HONG KONG, August 20. /TASS/. Russian President Vladimir Putin and Chinese leader Xi Jinping may use their appearance at the upcoming G20 summit in Bali to demonstrate their defiance against the rules being dictated by the West and reaffirm their important role internationally, the China South Morning Post said on Saturday.
"The physical presence of the two leaders [at the summit] can also be read as a form of their resistance to Western domination in the system of international politics," the newspaper quoted Nur Rachmat Yuliantoro, an international relations lecturer at Gadjah Mada University in Indonesia, as saying.
He assumes "Xi will use this event to state directly Beijing’s position on various political, economic and security issues in the world today."
If the Chinese leader arrives in Bali, that will be his first foreign trip since the pandemic started. "Xi’s decision is intended to reflect a position of strength and openness to deepening and resuming communication [with the world at large] at levels that had existed prior to the pandemic," Brian Wong, a geopolitical strategist and founder of the Oxford Political Review, told the paper.

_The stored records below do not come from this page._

PR #3075, opened 2022-12-12
Fix to job.sh model2netcdf line

Aariq:
## Description

With large numbers of PFTs the `model2netcdf.ED2()` line in job.sh would get cut off.  This is because `deparse()` has a default line width cutoff and would then split the output into multiple lines.  I've replaced it with `deparse1()` which always produces a character vector of length 1.

## Motivation and Context

The model2netcdf.ed2() step was failing for runs with more than a few PFTs 

## Review Time Estimate

- [ ] Immediately
- [ ] Within one week
- [ ] When possible

## Types of changes

## Checklist:


models/ed/inst/template.job
```diff
@@ -1,5 +1,7 @@
 #!/bin/bash -l
 
+# Generated by PEcAn.ED2::write.config.jobsh.ED2()
```
dlebauer, line 3:
```suggestion
# Parsed by PEcAn.ED2::write.config.jobsh.ED2() to generate job.sh files
```

models/ed/DESCRIPTION
```diff
@@ -1,7 +1,7 @@
 Package: PEcAn.ED2
 Type: Package
 Title: PEcAn Package for Integration of ED2 Model
-Version: 1.7.2
+Version: 1.7.2.9000
```
dlebauer, line 4: minor detail, but why `*.9000` instead of `*.1` 

or `1.7.3`, which I think is appropriate way to increment a bug fix following https://semver.org/?

models/ed/tests/testthat/test.write.configs.ed.R
```diff
@@ -21,6 +21,7 @@ testdir <- tempfile()
 dir.create(testdir)
 withr::defer(unlink(testdir, recursive = TRUE))
 unzip("data/outdir.zip", exdir = testdir)
+# unzip("models/ed/tests/testthat/data/outdir.zip", exdir = testdir)
```
dlebauer, line 24: when is this used? for interactive debugging?

dlebauer (changes requested):
looks good. just few minor questions about bumping version and comments

models/ed/tests/testthat/test.write.configs.ed.R
Aariq: Exactly.  Tests are run with `testthat/` as the working directory rather than the project root.

models/ed/DESCRIPTION
Aariq: I'm used to bumping the version in pull requests with the development version (`usethis::use_version("dev")`) and only incrementing the patch or minor version for releases.  I think I noticed there are a couple other PEcAn packages with a version like 1.7.2.900x, so I figured maybe that was the way to go?

Aariq: From @infotroph on Slack:
>I like the tidyverse approach where releases are x.y.z, the dev version is always x.y.z.9000 with no increments between releases, and the next bump happens at release

infotroph (approved):

models/ed/NEWS.md
```diff
@@ -1,5 +1,6 @@
 # PEcAn.ED2 (development version)
 
+* Fixed a bug effecting the generation of job.sh for runs with many PFTs (#3075)
```
dlebauer, line 3:
```suggestion
* Fixed a bug affecting the generation of job.sh for runs with many PFTs (#3075)
```

dlebauer (approved):

PR #3076, opened 2022-12-14
Allow `model2netcdf.ED2()` to process partial output from failed runs

Aariq:
## Description

Adds an argument `process_partial` (default FALSE) to `model2netcdf.ED2()` that allows it to work even on partial runs that have been interrupted and not produced as many .h5 files as expected based on the dates in settings.

## Motivation and Context

Although ensembles of different lengths might screw up downstream analysis, sometimes you want to extract data from failed runs to inspect it.

## Review Time Estimate

- [ ] Immediately
- [ ] Within one week
- [ ] When possible

## Types of changes

## Checklist:

### DIFF
--- a/models/ed/DESCRIPTION
+++ b/models/ed/DESCRIPTION
@@ -1,7 +1,7 @@
 Package: PEcAn.ED2
 Type: Package
 Title: PEcAn Package for Integration of ED2 Model
-Version: 1.7.2
+Version: 1.7.2.9000
 Date: 2021-10-04
 Authors@R: c(person("Mike", "Dietze", role = c("aut", "cre"),
                      email = "dietze@bu.edu"),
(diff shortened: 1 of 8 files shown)


models/ed/DESCRIPTION
```diff
@@ -1,7 +1,7 @@
 Package: PEcAn.ED2
 Type: Package
 Title: PEcAn Package for Integration of ED2 Model
-Version: 1.7.2
+Version: 1.7.2.9000
```
dlebauer, line 4: same ? about versioning as #3075

dlebauer (approved):

models/ed/DESCRIPTION
Aariq: From @infotroph on slack:
>I like the tidyverse approach where releases are x.y.z, the dev version is always x.y.z.9000 with no increments between releases, and the next bump happens at release

Issue #3080, opened 2022-12-22
`write.config.xml.ED2()` doesn't use correct ED2 default dataset.


Aariq:
### Bug Description

Because the datasets `history`, `history.r46`, etc. are non-exported, `data()` doesn't work on them.  Current code to find the correct dataset based on the `<revision>` tag is therefore broken

https://github.com/PecanProject/pecan/blob/ab55731c300e7eb0d97b04fe30b97cb405dccba5/models/ed/R/write.configs.ed.R#L451

## Proposed solution

Internal data should be referenced with `packagename:::dataset`, so I'll replace the non-functioning code with a `switch()` statement like:

```
edhistory <- switch(revision, "85" = PEcAn.ED2:::history.r85, ...)
```

PR #3081, opened 2022-12-22
Bug fix for #3080 (write.config.xml.ED2() not using <revision> tag correctly)

Aariq:
## Description

`data()` can't be used for internal datasets.  The `history.csv` files are now stored as internal data and need to be accessed with `history`, `history.r81`, etc.  This PR fixes some code in `write.config.xml.ED2()` that wasn't working.

## Review Time Estimate

- [ ] Immediately
- [ ] Within one week
- [ ] When possible

## Types of changes

## Checklist:


models/ed/R/write.configs.ed.R
```diff
@@ -443,18 +443,22 @@ remove.config.ED2 <- function(main.outdir = settings$outdir, settings) {
...
-  histfile <- paste0("history.r", settings$model$revision) # set history file name to look for in ed2_package_data
-  if (histfile %in% ed2_package_data$results[, "Item"]) {
+  # TODO this should come from the database
+  
+  if(settings$model$revision %in% c("46", "81", "82", "85", "git")) {
+    histfile <- paste0("history.r", settings$model$revision)
     PEcAn.logger::logger.debug(paste0("--- Using ED2 History File: ", histfile))
-    data(list=histfile, package = 'PEcAn.ED2', envir = environment())
-    edhistory <- get(histfile)
+    edhistory <-
```
mdietze, line 451: This solution doesn't seem scalable -- if anyone adds a new ED version to the database they need to know to make manual modifications to this function.

Aariq: Yeah, that makes sense.  I'll see if I can make this more "programatic".  For what its worth, there aren't history files for every version of ED2 that there's an ED2IN file for, so it's already not scaling.  It's not clear to me how to update the history file for a new ED2 version.

Aariq: Ok, tried a different strategy and added some comments for why this code is there.

mdietze (approved):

"Putin’s decision [to potentially visit Bali], on the other hand, is even more symbolically charged - it is an attempt on the part of a besieged Russia to demonstrate that it still has a key say and stake in the international order," the newspaper quoted the analyst as saying. According to Chinese political scientist Pang Zhongying, "Western countries had demanded [Indonesia] disinvite Russia, but Indonesia resisted the pressure, so this is an opportunity for Russia."
In an interview with Bloomberg on Thursday, Indonesian President Joko Widodo said the leaders of Russia and China were planning to participate in the summit in person. Neither the Kremlin, no the Chinese Foreign Ministry has yet officially confirmed these plans.